Best critical IF blogs?

Monday, 16:30 is another game with fluid actionable scope, so that you wind up moving around the inside of an office when you’re acting on different things in the room. The game prints command clarification breaks as you move around the office so the internals are a bit more transparent than Shade’s.

One of the issues with having time move independently of your actions (as opposed to having it lurch forward whenever you solve a puzzle) is that if your actions move time appreciably enough to affect the puzzles, you’re doing a “be here at this time or be screwed” kind of game (like I understand Deadline to be) which just drives players (me, at least) crazy. Either you have to devote a lot of effort to describing how time passes and make the player care about it even though it’s irrelevant to the gameplay, or you have to make it so a lot of interesting stuff is happening even if you’re not where the author expects you to be. Challenging. (Or I’m sort of trying to envisage something, set in Stately Gardens as it happens, where the NPCs just do all sorts of crazy stuff and you’re really not expected to be in control of what happens, at best you can start a lot of chain reactions. But I’ve barely started prototyping some of the NPC stuff.

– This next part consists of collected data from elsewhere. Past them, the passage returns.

PR #8498, opened 2026-06-08
chore(Form.Appearance): clarify size example typing

tujoworker:
Tightens the Form.Appearance size example so the documented default option maps cleanly to the component API. This keeps the example type-safe while preserving the intended runtime behavior.

### DIFF
--- a/packages/dnb-design-system-portal/src/docs/uilib/extensions/forms/Form/Appearance/Examples.tsx
+++ b/packages/dnb-design-system-portal/src/docs/uilib/extensions/forms/Form/Appearance/Examples.tsx
@@ -1,14 +1,20 @@
 import ComponentBox from '../../../../../../shared/tags/ComponentBox'
 import { Form, Field } from '@dnb/eufemia/src/extensions/forms'
 import { Flex } from '@dnb/eufemia/src'
+import type { FormAppearanceProps } from '@dnb/eufemia/src/extensions/forms/Form/Appearance'
 
 export const Size = () => {
   return (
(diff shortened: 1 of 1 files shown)


packages/dnb-design-system-portal/src/docs/uilib/extensions/forms/Form/Appearance/Examples.tsx
```diff
@@ -1,14 +1,20 @@
...
 import { Form, Field } from '@dnb/eufemia/src/extensions/forms'
 import { Flex } from '@dnb/eufemia/src'
+import type { FormAppearanceProps } from '@dnb/eufemia/src/extensions/forms/Form/Appearance'
 
 export const Size = () => {
   return (
     <ComponentBox data-visual-test="form-appearance-size">
       {() => {
+        type AppearanceData = {
+          size: 'default' | NonNullable<FormAppearanceProps['size']>
```
langz, line 11:
```suggestion
          size: 'default' | FormAppearanceProps['size']
```

Not sure if NonNullable is important for the example.
Also, I cant remember using it too much in our codebase either 😅

langz (approved):

packages/dnb-design-system-portal/src/docs/uilib/extensions/forms/Form/Appearance/Examples.tsx
tujoworker: Yeah, it's not needed in our case. But when using stricter typing config, then it is.

PR #8501, opened 2026-06-09
chore(Portal): restore hash scrolling after route changes

tujoworker:
## Summary

Portal hash links can miss their target after client-side route changes because the layout stays mounted while the new page content is rendered. This reruns the hash scroll behavior when the pathname or hash changes so route-change anchors scroll after the target content exists.


joakbjerk (approved):
#️⃣

PR #8512, opened 2026-06-09
chore(DatePicker): remove internal-only exports

joakbjerk:


langz (approved):
Good good, let's hope no consumers have magically found and used these for anything 😂 🤞

PR #8514, opened 2026-06-09
style(Input): unify styling (Sbanken)

joakbjerk:
All inputs should be 2rem in height based on figma

Screenshot tests of Inputs that have a dropdown menu will look a little off in this pr, since they need to be fixed in their own respective prs 😅


langz (approved):
I guess it was true once upon a time that input fields in sbanked should have different dimentions, but am assuming that does not longer apply 🤝

PR #8520, opened 2026-06-10
fix(Forms): skip onBlurValidator on submit when already validated

langz:
Motivation: https://dnb-it.slack.com/archives/CMXABCHEY/p1781073525433709
Issue reprod: https://codesandbox.io/p/sandbox/elastic-heyrovsky-forked-9kyw2x
Fix reprod: https://stackblitz.com/edit/44ggkpfq-ajezdn4e?file=src%2FApp.tsx

When a field's onBlurValidator has already run on blur with the current value, skip re-running it during form submit. The validator still runs on submit if the field was never blurred or if the value changed after the last blur.

### DIFF
--- a/packages/dnb-eufemia/src/extensions/forms/hooks/__tests__/useFieldProps.test.tsx
+++ b/packages/dnb-eufemia/src/extensions/forms/hooks/__tests__/useFieldProps.test.tsx
@@ -6982,6 +6982,206 @@ describe('useFieldProps', () => {
         document.querySelector('.dnb-form-status')
       ).not.toBeInTheDocument()
     })
+
+    it('should not re-call onBlurValidator on submit when it already ran on blur with the same value', async () => {
+      const onBlurValidator = vi.fn(() => undefined)
+
+      render(
+        <Form.Handler>
+          <Field.String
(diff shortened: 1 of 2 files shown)


packages/dnb-eufemia/src/extensions/forms/hooks/__tests__/useFieldProps.test.tsx
```diff
@@ -6982,6 +6982,135 @@ describe('useFieldProps', () => {
...
+      // Submit without blur
+      fireEvent.submit(document.querySelector('form'))
+
+      await waitFor(() => {
+        expect(onBlurValidator).toHaveBeenCalledTimes(1)
+      })
+    })
+
+    it('should re-call onBlurValidator on submit when value changed after blur', async () => {
+      const onBlurValidator = vi.fn(() => undefined)
```
tujoworker:
```suggestion
      const onBlurValidator = vi.fn()
```

I don't think `() => undefined` is needed, as it is the same as without.

langz:
Closed this, as we discussed that this behavior by default can be scary

PR #8523, opened 2026-06-10
fix(DatePicker): prevent shortcuts from widening picker

tujoworker:
Preview: https://chore-date-picker-addon-wrap.eufemia-e25.pages.dev/uilib/components/date-picker/demos

The DatePicker addon could make the picker wider than the calendar when shortcut buttons had enough content to fit on one long row. This keeps shortcut content wrapping within the picker width so the calendar remains the sizing anchor.

Verified with the focused DatePicker SCSS Vitest block.

Screenshot 2026-06-10 at 13 52 08


joakbjerk (approved):

langz (approved):
🦁

PR #8524, opened 2026-06-10
chore(Portal): make sidebar resizable

tujoworker:
I had the need sometimes to just quickly adjust the left side. But;

- Maybe a toggle button would do the trick instead (would replace full screen button in the Tab bar).
- Maybe this feature is nice, but the width should be remembered in session storage so it makes more sense? I don't know.
- Double-click resets the position.

Preview: https://chore-make-portal-sidebar-re.eufemia-e25.pages.dev/uilib/


langz (approved):
Cool features!

PR #8531, opened 2026-06-11
chore: unify SASS/SCSS terminology across docs and scripts

langz:
Standardize on "SCSS" when referring to the file format/syntax (.scss files with curly braces) and "Sass" for the preprocessor tool.

- Replace "SASS" with "SCSS" in all documentation prose
- Replace "SASS (SCSS)" and "SCSS (SASS)" with just "SCSS"
- Fix "SASS function" to "SCSS mixin" where @mixin is referenced
- Update build script comments to say "SCSS to CSS"
- Update test descriptions to say "SCSS to CSS"
- Keep "Sass" (correct casing) for preprocessor tool references
- Keep `sass` in code identifiers (npm package, API calls)

PR #8532, opened 2026-06-11
chore: remove outdated IE reference in before-started docs

langz:
The "(to support IE)" note is no longer accurate — Eufemia does not target IE.


tujoworker (approved):

langz:
This was solved in https://github.com/dnbexperience/eufemia/pull/8531

PR #9400, opened 2026-09-21
chore(analytics): retain a durable daily page-view rollup and expire raw records after 13 months

joakbjerk:
Anonymous portal page-view records accumulate in S3 with no expiry. They can only be safely expired once their history is preserved in a durable aggregation — but page-views never got a daily rollup like MCP and component usage have.

Preserving that history in a durable rollup is what makes it safe to then expire the raw records after 13 months (matching the MCP/component retention and the year-over-year need).

The rollup is write-only for now: the dashboard still shows the recent raw rows, and surfacing the retained long-range history (and its dimensions) is a follow-up. The store leads; the UI catches up.


langz (approved):
One thing worth fixing before this lands:

**The page-views already in `portal-views/` never reach the rollup.** `PORTAL_VIEWS_ROLLUP_DAYS = 7` only ever recomputes `dt >= today-6`, so every day between #9082 (page-view tracking went live 2026-08-26) and deploy minus 7 days gets no `portal-views-daily/` object — and this PR is what schedules exactly those rows for deletion at 395 days. MCP did not have this gap: its rollup and its raw prefix shipped together in #9320, so nothing predated the window.

A one-time wide window, or a single manual `aggregatePortalViewsRaw` run from the tracking start date, closes it before the lifecycle rule is applied.

The rest lines up: the trailing slash on `portal-views/` keeps `portal-views-daily/` out of the rule, the bucket-wide noncurrent cleanup already covers the hourly rollup overwrites, and the best-effort catch plus alarm follow the MCP/component pattern.

joakbjerk:
Thanks @langz — good catch on the pre-window history. Addressed it as a one-time backfill (your option 2) rather than baking it into the scheduled path:

- The scheduled generator stays tail-only (recomputes the recent ~7 days).
- The historical pass is a deliberate one-time invoke with an explicit `sinceDt` (e.g. `{"sinceDt":"2024-01-01"}`, the Glue projection start) — idempotent per day, documented in the analytics README, and tracked as a post-deploy step.

Went this route over a self-healing first-run backfill so there's no permanent hot-path code for a one-time migration, and no risk of a partial run silently orphaning an arbitrary subset of days. There's ~13 months of runway before any raw row expires, so it only needs to run once before then.

PR #9328, opened 2026-09-10
feat(Icons): refactor paths and add `add_reaction` and solve `icons`

tujoworker:
Adds the `add_reaction` and `solve` icons from Figma.

Motivation: https://dnb-it.slack.com/archives/C055SV1K0N6/p1789048221792529?thread_ts=1789030504.410919&cid=C055SV1K0N6

PR #8515, opened 2026-06-09
feat: update icons with accessibility, ai, clearing_house, football, holiday_home, moneybag_in_hand, moon, passkey, plot, sun, stop_square

tujoworker:
Updates the Eufemia icon library using the documented icon workflow.

Summary:
- Adds the new generated icon assets, components, exports, metadata, locks, and visual snapshots from the CI icon sync.
- Updates the Icons Library workflow to run `build:prebuild` during the icon branch flow so generated icon changes can be committed by the final `icons:commit` step.

PR #9402, opened 2026-09-21
feat(Icons): add sidebar

tujoworker:
Synchronizes the Eufemia icon library with Figma for review before release.


packages/dnb-eufemia/src/icons/dnb/icons-meta.json
```diff
@@ -4253,5 +4253,19 @@
     "name": "solve",
     "variant": "secondary",
     "category": "objects"
+  },
+  "sidebar_medium": {
+    "tags": ["AI sparkles", "KI"],
```
langz: Strange tags, hehe.

langz (approved):

langz:
Had a look at the generated output — structurally it's all there and CI is green. Two things I'd like sorted before this leaves draft.

### The tags come from the `ai` icon

```jsonc
"sidebar": { "tags": ["AI sparkles", "KI"], ... }
```

Byte-identical to the only other entries carrying those tags:

```
ai         ['AI sparkles', 'KI']
ai_medium  ['AI sparkles', 'KI']
```

Looks like the Figma component was duplicated from `ai` and the description never updated. It's user-visible rather than just metadata — `ListAllIcons.tsx:117` renders `tags.join(', ')`, so the icons page will show "AI sparkles, KI" under a sidebar glyph, and nobody searching "sidebar" or "panel" will find it. Compare `table` → `['Table', 'grid', 'module']`.

### The 16px variant looks undersized

Measured bounding boxes across the whole set:

| icon | bbox | set median |
| --- | --- | --- |
| `sidebar` | 12.25 | 14.00 (n=291) |
| `sidebar_medium` | 21.0 | 22.15 (n=294) |

`table`, `calendar`, `card` and `browser` are all 14 at 16px; below 12.25 you only find chevrons, `close` and `information`. The pair is also out of proportion with itself — 12.25/21 = 0.583 against the expected 16/24 = 0.667. Next to `table` in a toolbar the small one will read as shrunken, so worth a second pair of eyes from design.

### Not a blocker: the halved `.tgz` files

262 kB → 133 kB on an additive PR looks alarming, but nothing was lost. The archives on `main` contained every entry twice (1186 members / 594 unique); this regeneration writes each once, and the unique-set diff is exactly the two new files. Incidental fix of a pre-existing bug in `createTarWithoutCategories()`, which passes `listOfProcessedFiles` straight to `tar.create()`.

Two smaller notes while I'm here: `candle_stick`'s Figma id flip-flops on every sync (`6068:*` ↔ `6036:*`, #8515 → #9328 → this one), which suggests two components share that name — it's also the only icon still duplicated in the archives. And `EUFEMIA_CHANGELOG.mdx` still needs the new name under the release date, though I assume that's pending while this is a draft.

langz (approved):
We can merge now if we would like, as we just released our planned bugfix release v11.14.1

PR #9404, opened 2026-09-22
chore(Theme): add manual Figma synchronization of design tokens

langz:
Design tokens were the only Figma asset still exported by hand: someone had to open the Figma file, right-click two variable collections, export the modes and drop five JSON files into the repository. That made token updates rare, easy to get subtly wrong, and hard to review as a discrete change.

This mirrors the icon synchronization added in #9401, so design tokens arrive as a draft pull request that can be reviewed against the regenerated CSS and the visual snapshots before release.

The workflow needs two things before the first run: a `FIGMA_TOKENS_FILE` repository secret, and the `file_variables:read` scope on the existing `FIGMA_TOKEN`. The Figma variables API is Enterprise-only.


tujoworker (approved):
Reviewed the full implementation and the repeat-run safeguards. Looks good.

.github/workflows/tokens-sync.yml
tujoworker, line 1: maybe it would make more sense to name this file tokens-sync instead of "tokens-lib"?

langz: Thanks, I'll take a look into this.

langz: Agreed – renamed it to `tokens-sync.yml`. The `-lib` suffix was copied from `icons-lib.yml`, which really is a library build workflow, while this one only runs the sync on dispatch.

The Actions link in `tokens.mdx` is updated too. I kept the workflow display name as "Design Tokens" so the docs wording still matches what you see in the Actions list.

Paul, I really want to see your project. Even the first version that you scrapped after testing.

And the issues with comfort with the existing set of verbs is definitely a matter of community formation, IMO. I tried Cold Iron on an IF newbie (up to the midpoint, when we couldn’t figure out how to press space to continue on an iPad browser) and though she got through a bunch of it with less prompting than I expected (through commands like “read the book” and maybe “walk through the door”), she was absolutely flummoxed when she had to enter a compass direction.